Nor is the team track, as a kind of freight depot nc. v. Standard Accident Insurance Co.]Supra]41 Tenn.App. 417]295 S.W.2d 819 at p. 823; Miller Engineering Co. v. Louisiana Ry. & Nav. Co.]Supra]144 La. 786]81 So. 314 at p. 317][Sam Finley, Inc. v. Standard Accident Insurance Co., Supra, 41 Tenn.App. 417, 295 S.W.2d 819 at p. 823; Miller Engineering Co. v. Louisiana Ry. & Nav. Co., Supra, 144 La. 786, 81 So. 314 at p. 317], permitted by the legend (‘Reservation for * * * freight depot’) on the Bay Villa Subdivision map recorded in 1899. The map was recorded more than one year after H. G. F. Dohrmann granted the railroad right of way in January, 1898. It mentions neither the 1898 deed not its terms. So far as appears, neither Dohrmann, the railroad, or the latter's predecessor participated in the recording or in the establishment of the Bay Villa subdivision. The only historical information appearing on the map is a recital that Evelyn Tyler (who recorded it) had acquired the newly-mapped property from one E. E. Laymance by recorded deed dated October 18, 1898. Accordingly, the map shows no action by anyone which would have operated as a legally effective ‘reservation’ which would permit a ‘freight depot’ use not authorized by the 1898 deed.
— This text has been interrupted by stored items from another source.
PR #3141, opened 2019-03-19
[egs] Sample hold-out set fairly

kkm000:
The way the code in steps/nnet3/chain/get_egs.sh is currently written, the number of hold-out utterances in the validation set is unpredictable, and ends up much greater than requested.

In fact, it sampled away nearly 1/3 of my wonderfully 27-way perturbed toy training set... Caught the thief!

Also added `$0:` to all echo diagnostics, and squished two `wait`s that did not wait for anything.

### DIFF
--- a/egs/wsj/s5/steps/nnet3/chain/get_egs.sh
+++ b/egs/wsj/s5/steps/nnet3/chain/get_egs.sh
@@ -157,8 +157,8 @@ if [ -f $data/utt2uniq ]; then
        "includes all perturbed versions of the same source utterance."
   utils/utt2spk_to_spk2utt.pl $data/utt2uniq 2>/dev/null |
     awk -v max_utt=$num_utts_subset '{
-        for(n=1;n<=NF;n++) print $n;
-        printed += NF;
+        for (n=2;n<=NF;n++) print $n;
+        printed += NF-1;
         if (printed >= max_utt) nextfile; }' |
     sort > $dir/valid_uttlist
 else
--- a/egs/wsj/s5/steps/nnet3/chain/get_egs.sh
+++ b/egs/wsj/s5/steps/nnet3/chain/get_egs.sh
@@ -151,36 +151,40 @@ mkdir -p $dir/log $dir/info
 # Get list of validation utterances.
 frame_shift=$(utils/data/get_frame_shift.sh $data) || exit 1
 
-awk '{print $1}' $data/utt2spk | \
-  utils/shuffle_list.pl 2>/dev/null | head -$num_utts_subset > $dir/valid_uttlist
-
-len_uttlist=$(wc -l < $dir/valid_uttlist)
-if [ $len_uttlist -lt $num_utts_subset ]; then
-  echo "Number of utterances is very small. Please check your data." && exit 1;
+if [ -f $data/utt2uniq ]; then
+  # Must hold out all augmented versions of the same utterance.
+  echo "$0: File $data/utt2uniq exists, so ensuring the hold-out set" \
+       "includes all perturbed versions of the same source utterance."
+  utils/utt2spk_to_spk2utt.pl $data/utt2uniq 2>/dev/null |
+    awk -v max_utt=$num_utts_subset '{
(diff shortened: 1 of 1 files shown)


danpovey:
@kkm000 I am slightly worried about the variance of the diagnostic output being increased unduly, especially if the dataset is large (due to taking all copies of utterances).  The validation sets aren't that large; sometimes we get situations where the valid prob is better than the train prob.

kkm000:
@danpovey It's reverse, actually; I'm *fixing* the problem you mention, if I understand what you are saying. The current code selects N random (perturbed) utterances, and then closes this set over the utt2uniq equivalence. So if N is negligibly small compared to the total size of the set, and the set is K-way perturbed, this will multiply the size of the hold-out set by approximately K (assuming that randomly selected utterances belong to different uniques each, it's exactly K). In practice, this is less than K even for a sizable data set (the "birthday paradox"). So it's not right, we are asking so subset 300 by default, and ending up with somewhere between 300 and 900, and nobody knows how many.

In my case (I "perturbed" the data 9-way × 3-way speed-perturbed, K=27), the number selected by the current algorithm was over 6000. Not exactly the upper bound 8100, of course, but certainly too many, and this is a small, toy-size dataset to train in 30-40 minutes.

What I do here is arrange the uniq-2-utterance file, like

utt1 utt1-sp0.9 utt1-sp1.0 utt1-sp1.1
utt2 utt2-sp0.9 utt2-sp1.0 utt2-sp1.1

then add all utterance ids from each line (awk prints fields 2 to NF), and stop after printing at least the requested sample size. So I'm overshooting by O(1), no more than by K-1, and guarantee that the set is closed over unique equivalence (what you explained in kaldi-help). In my tests, I'm getting 324 utterance ids in the closed set for the K=27-way-perturbed set, and exactly 300 for 12-way set, so I've essentially tested that in both exactly-divisible and non-divisible edge cases.

kkm000:
The potentially breaking thing here is that the current egs rely on the abnormal behavior, in a sense. Only a few egs scripts override the `num_utts_subset` option to get_egs.sh, so in the standard speed-perturbed setup, they must be getting actually say ~800 hold-out utterances. Maybe it makes sense to bump the default from 300 to 800 with this change (and increase the number in the egs that do use the option)?

danpovey:
The existing script doesn't keep all the other copies of what you selected,
it just keeps the randomly chosen ones.  At least that was the intention.
So it's a "more random" held-out set than what your script does.   I have
to think about this.

kkm000:
No urgency at all, you seem immersed into the k-10 stuff. To make sure we're on the same page, I'll recapture here.

@danpovey [in kaldi-help](https://groups.google.com/d/msg/kaldi-help/i5aNz9VGYAM/BW9V3OnOAQAJ):
> [...] purpose [of utt2uniq] is to make sure that when you create a held-out set for diagnostics, you hold out all versions of those utterances; otherwise those diagnostics would not really affect how much overfitting was occurring. If you don't use utt2uniq, your validation diagnostics may seem better than they should really be, since the utts were seen in training (e.g. with different perturbation).

Both current and new algorithms do exactly this, only the new is also keeping the size of the held-out set  at or closely above the requested num_utts_subset, while the current selects the number of utts which is random and strictly in [num_utts_subset, (N in N-way perturbed)*num_utts_subset], likely closer to the upper bound. My thought is the "do what I say" behavior is better; the current behavior is likely [DWIM](http://catb.org/~esr/jargon/html/D/DWIM.html): the thing held out over 1/4 of my dataset; that was quite a surprise.

True, my setup is unusual, but people do all the weird stuff with their data. Data science should have been called data witchcraft; it's not science at all.

danpovey:
OK, I'll merge.

kkm000:
An what do you think about the default? It's now 300, while the actually selected number is like 800 for a 3-way perturbed set.

danpovey:
the default is OK.  If too large, it can make compute_prob_valid slow.

kkm000:
Sure, it's probably not a very important parameter to keep on tuning. Thanks!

Except for its reference to unlimited ‘railroad purposes' as previously discussed herein, the trial court's finding no. 2 (relative to the railroad's ownership of the right of way) is supported by undisputed evidence. So is the finding (no. 7) that defendants own the Abar property in fee, but subject to the right of way. The parties are therefore entitled to judgment quieting title to the respective properties. However, since the railroad's team track operation in and after 1966—insofar as it involves ingress to the Abar property and egress therefrom by the railroad's freight customers—is not permitted by the 1898 deed or under any other evidence, the railroad is not entitled to injunctive relief except with respect to the use of Walter Avenue itself. Accordingly, the judgment must be reversed in part, with directions, as hereinafter ordered; upon remand, appropriate judgments can be entered by the trial court.
During the pendency hereof defendants moved this court for leave to present additional evidence on appeal. The motion, which we took under submission, is beyond our capacities as an appellate court, and our disposition of the appeal renders it moot in substantial part. For the record, we deny the motion.
The motion for leave to present additional evidence on appeal is denied. The judgment from which defendants appeal is affirmed insofar as it quiets respondent railroad's title to its right of way and enjoins defendants from interfering with respondent's use of Walter Avenue. In all other respects, the judgment is reversed. The cause is remanded to the trial court with directions to enter judgment in favor of defendants (1) denying injunctive relief against them except with respect to the use of Walter Avenue; and (2) on their cross-complaint, quieting their title to the real property therein described. Defendants to recover costs on appeal.
RATTIGAN, Acting Presiding Justice.
CHRISTIAN and HAROLD C. BROWN[FN*], JJ., concur.